* [YOUR TASK]: The answer must be every line of the records in which the string "think" appears.

'''

PR #3928, opened 2020-07-14
Bag ingestion

sblack-usu:
### Pull Request Checklist: 

- [x] Automated Testing

- [x] Passing Jenkins Build

### Positive Test Case
1. A zip that contains complete metadata for a resource and all aggregations exists in the test data here https://github.com/hydroshare/hydroshare/blob/bag-ingestion/hs_core/tests/data/test_resource_metadata_files.zip.  Metadata file ingestion is made available on file unzip.  Metadata ingestion will run on unzip when the `ingest_metadata` and `overwrite` query parameters are set to `true`


sblack-usu:
@alvacouch and @pkdash - bag ingestion work is ready for a first pass review.  The meat of the work is found in hs_core/hs_rdf.py (https://github.com/hydroshare/hydroshare/pull/3928/files#diff-6c7a6cf643027dd34e5833ba5c9f1e42).  There are two mixins defined there, one for metadata models and another for AbstractMetaDataElement

The mixin for metadata models, will walk through all generic relations on the model and call create/ingest rdf for each of the metadata elements.  The other mixin provides generic implementations for rdf creation/ingestion of the metadata element by walking through the fields on the metadata element.  There is also an rdf_terms decorator which allows declarative mappings to map classes and class fields to an rdf term.  If a mapping does not exist, an rdf term will be created with namespace HSTERMS and the class or field name.  Most rdf creation/ingestion can be done with using the default implementation and rdf_terms mappings.  There are a few that cannot, most significant being Coverage.  In this case, a metadata element can override the generic rdf_triples and ingest_rdf methods.

I've only implemented bag creation/ingestion using this pattern for composite resources at this time.  I looked into implementing it for the model resource types, but it would be a fair amount of work with little payoff given we're soon going to deprecate those resources thanks to @pkdash work on model aggregations (which I am now free to start reviewing, I promise)

sblack-usu:
@pkdash @alvacouch - Could you take some time to review this week?  Please let me know if you have questions.

hs_core/hydroshare/resource.py
```diff
@@ -777,30 +778,65 @@ def add_resource_files(pk, *files, **kwargs):
...
+                resource.metadata.delete_all_elements()
+                resource.metadata.ingest_metadata(graph)
+        except:
+            logger.exception("Error processing resource metadata file")
+            raise
+
     return ret
 
 
+def is_metadata_file(file):
```
alvacouch, line 828: This seems a bad name because it actually only matches aggregations. is_agg_metadata_file might be better.

hs_core/views/__init__.py
```diff
@@ -206,6 +206,7 @@ def add_files_to_resource(request, shortkey, *args, **kwargs):
         return JsonResponse(msg, status=500)
 
     except (hydroshare.utils.ResourceFileValidationException, Exception) as ex:
+        logger.exception("failed")
```
alvacouch, line 209: Shouldn't this be a bit more descriptive?

hs_core/views/__init__.py
```diff
@@ -1247,6 +1248,7 @@ def create_resource(request, *args, **kwargs):
                                                          **kwargs)
     except utils.ResourceFileSizeException as ex:
         ajax_response_data['message'] = str(ex)
+        logger.exception("fail")
```
alvacouch, line 1251: Same issue as above.... rinse, lather, repeat.

hs_core/views/__init__.py
sblack-usu: I had this in for extra debugging, didn't mean to commit it.  Removing both instances you pointed out.

hs_core/hydroshare/resource.py
sblack-usu: agreed, changing with the next commit.

hs_app_netCDF/models.py
```diff
@@ -8,14 +7,18 @@
...
 from hs_core.models import BaseResource, ResourceManager
 from hs_core.models import resource_processor, CoreMetaData, AbstractMetaDataElement
 from hs_core.hydroshare.utils import get_resource_file_name_and_extension, \
-    add_metadata_element_to_xml, get_resource_files_by_extension
+    get_resource_files_by_extension
 
 
 # Define original spatial coverage metadata info
+@rdf_terms(HSTERMS.spatialReference)
 class OriginalCoverage(AbstractMetaDataElement):
```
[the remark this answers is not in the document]
sblack-usu: I don't think a block comment here is correct.  I think I just need to add extra documentation in hs_core/hs_rdf.py.  I tried to document everything with block comments on each class/method I provided there.

sblack-usu:
Thanks for your kind words @alvacouch.  The unit test I built into this PR contains a bag created in production that as far as I know, captures every piece of metadata in a composite resource and all aggregation metadata.  

There is one change in the resourcemetadata.xml around funding agencies.  Basically the way the legacy system wrote out the funding agency metadata, the url of the funding agency was used as an identifier.  This had an unintentional side effect of not allowing funding agencies with the same url to be in the rdfxml.  I brought this up with @horsburgh and @dtarb and we decided to not make the url an identifier.  

This will require all resources with funding agency metadata defined to be regenerated... we could use this as an excuse to just regenerate all bags and then we wouldn't have to worry about the legacy system, because all resources would use this reflexive system.  However, we really should understand if any of the metadata doesn't match the legacy system.

I think I could write a management command that walks through all the steps my unit test does, but can take any existing resource in hydroshare.  I don't think it'll be too much effort and it will be good to be thorough.

sblack-usu:
As for your desire having a document describing the whole design, I agree it is needed.  I'll work on putting one together.

sblack-usu:
@alvacouch - Here is a first draft of the design theory.  Feedback and edits are welcome, these types of documents are not my forte.
https://docs.google.com/document/d/1fl3YYX24PG8PsqT2EN-nZPzbwaeMSTZ9cZAket3z57U

pkdash:
@sblack-usu I had a quick look at this. Since I am not familiar with the the 'rdflib' I was not able to do much of a review. However, I got the impression that this is a much better approach than what we had for metadata encoding.

hydrocheck:
| METRIC | VALUE |
|:-----:|:-----:|
| NEW BUGS | 1 |
| NEW SECURITY HOTSPOTS | 4 |
| NEW VULNERABILITIES | 0 |
| NEW CODE SMELLS | 22 |

[https://sonarqube.cuahsi-workstation.com:9000/dashboard?id=hydroshare-3928](https://sonarqube.cuahsi-workstation.com:9000/dashboard?id=hydroshare-3928)

sblack-usu:
retest this, please

django_irods/storage.py
```diff
@@ -434,7 +434,7 @@ def checksum(self, full_name, force_compute=True):
         return checksum
 
     def url(self, name, url_download=False, zipped=False, aggregation=False):
-        reverse_url = reverse('django_irods_download', kwargs={'path': name})
+        reverse_url = reverse('rest_download', kwargs={'path': name})
```
hyi, line 437: @sblack-usu This url is used for internal download. There is a separate rest download URL named ```rest_download```. Are you sure this change is correct and needed?

hs_app_netCDF/models.py
```diff
@@ -8,14 +7,18 @@
...
+from hs_core.hs_rdf import HSTERMS, rdf_terms
 from hs_core.models import BaseResource, ResourceManager
 from hs_core.models import resource_processor, CoreMetaData, AbstractMetaDataElement
 from hs_core.hydroshare.utils import get_resource_file_name_and_extension, \
-    add_metadata_element_to_xml, get_resource_files_by_extension
+    get_resource_files_by_extension
 
 
 # Define original spatial coverage metadata info
+@rdf_terms(HSTERMS.spatialReference)
```
hyi, line 21: @sblack-usu I am wondering now that we don't have netCDF resources, but only have netCDF aggregations in composite resources, is this hs_app_netCDF used anywhere in our codebase?

hs_core/hs_rdf.py
```diff
@@ -0,0 +1,358 @@
...
+
+    def rdf_subject(self):
+        raise NotImplementedError("RDF_Metadata_Mixin implementations must implement rdf_subject")
+
+    def rdf_metadata_subject(self):
+        raise NotImplementedError("RDF_Metadata_Mixin implementations must implement rdf_metadata_subject")
+
+    def rdf_type(self):
+        raise NotImplementedError("RDF_Metadata_Mixin implementations must implement rdf_type")
+
```
hyi, line 37: It is probably useful to include corresponding RDF schema URLs such as https://www.w3.org/TR/rdf-schema/#ch_type in the comment for reference on mappings.

hs_core/hs_rdf.py
```diff
@@ -0,0 +1,358 @@
...
+    def get_field_terms_and_values(self, extra_ignored_fields=[]):
+        """Method that returns the field terms and field values on an object"""
+        term_values = []
+        extra_ignored_fields.extend(self.ignored_fields)
+        for field in self._meta.fields:
+            if field.name in extra_ignored_fields:
+                continue
+            field_term = self.get_field_term(field.name)
+            field_value = getattr(self, field.name)
+            if field_value and field_value is not None and field_value != 'None':
```
hyi, line 118: I believe ```field_value is not None``` condition is not needed since it is covered by the first condition.

hs_core/hs_rdf.py
```diff
@@ -0,0 +1,358 @@
...
+                    field_value = Literal(field_value)
+                term_values.append((field_term, field_value))
+        return term_values
+
+    @classmethod
+    def get_class_term(cls):
+        """
+        return a term mapped by the @rdf_terms decorator or if the deocorator is not provided, create an
+        HSTERMS.{cls.__name__}
+        """
```
hyi, line 132: Is the comment correct? From what I can see, it returns HSTERMS.{cls.__name__} attribute rather than create it. Also, a typo for decorator in the comment.

hs_core/hs_rdf.py
```diff
@@ -0,0 +1,358 @@
...
+    def get_field_term(cls, field_name):
+        """
+        Given a class field_name, return a term mapped by the @rdf_terms decoroator or if the decorator is
+        not provided, create an HSTERMS.{field_name}
+        """
+        field_term_attr = field_name + '_rdf_term'
+        if hasattr(cls, field_term_attr):
+            return getattr(cls, field_term_attr)
+        else:
+            return getattr(HSTERMS, field_name)
```
hyi, line 145: Same comment as the prior one, plus a question on whether it is possible for getattr(HSTERMS, field_name) to raise AttributeError. In other words, is it guaranteed that HSTERMS namespace object always have the specified field_name attribute?

hs_core/hs_rdf.py
```diff
@@ -0,0 +1,358 @@
...
+    def get_rdf_graph(self):
+        """adds the rdf triples of all generic relations on the object into an rdflib Graph"""
+        graph = Graph()
+        graph.namespace_manager = NAMESPACE_MANAGER
+
+        subject = self.rdf_subject()
+        # graph.add((subject, RDF.type, self.rdf_type()))
+        generic_relations = list(filter(lambda f: isinstance(f, GenericRelation), type(self)._meta.virtual_fields))
+        for generic_relation in generic_relations:
+            for f in getattr(self, getattr(generic_relation, 'name', None), None).all():
```
hyi, line 67: This for statement may be problematic since if attr does not exist, it defaults to None, and ```None.all()``` will raise an exception. Also, commented line 64 can be removed.

hs_core/hs_rdf.py
```diff
@@ -0,0 +1,358 @@
...
+                f.rdf_triples(subject, graph)
+
+        return graph
+
+    def get_xml(self, pretty_print=True, include_format_elements=True):
+        """Generates ORI+RDF xml for this metadata"""
+        # ORE = Namespace("http://www.openarchives.org/ore/terms/")
+        g = self.get_rdf_graph()
+        # g.add((self.rdf_metadata_subject(), ORE.describes, self.rdf_subject()))
+        return g.serialize(format='hydro-xml').decode()
```
hyi, line 77: Commented lines can be removed. Also, it looks to me g could be an empty rdf graph, and if that is the case, will decode() call raise an exception for an empty graph?

hs_core/hs_rdf.py
```diff
@@ -0,0 +1,358 @@
...
+    ignored_fields = ['id', 'object_id', 'content_type']
+
+    def rdf_triples(self, subject, graph):
+        """Default implementation that parses by convention."""
+        term = self.get_class_term()
+        if not term:
+            metadata_node = subject
+        else:
+            metadata_node = BNode()
+            graph.add((subject, term, metadata_node))
```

'''

* [EXERCISE ANSWER]:
sblack-usu: I don't think a block comment here is correct.  I think I just need to add extra documentation in hs_core/hs_rdf.py.  I tried to document everything with block comments on each class/method I provided there.
I think I could write a management command that walks through all the steps my unit test does, but can take any existing resource in hydroshare.  I don't think it'll be too much effort and it will be good to be thorough.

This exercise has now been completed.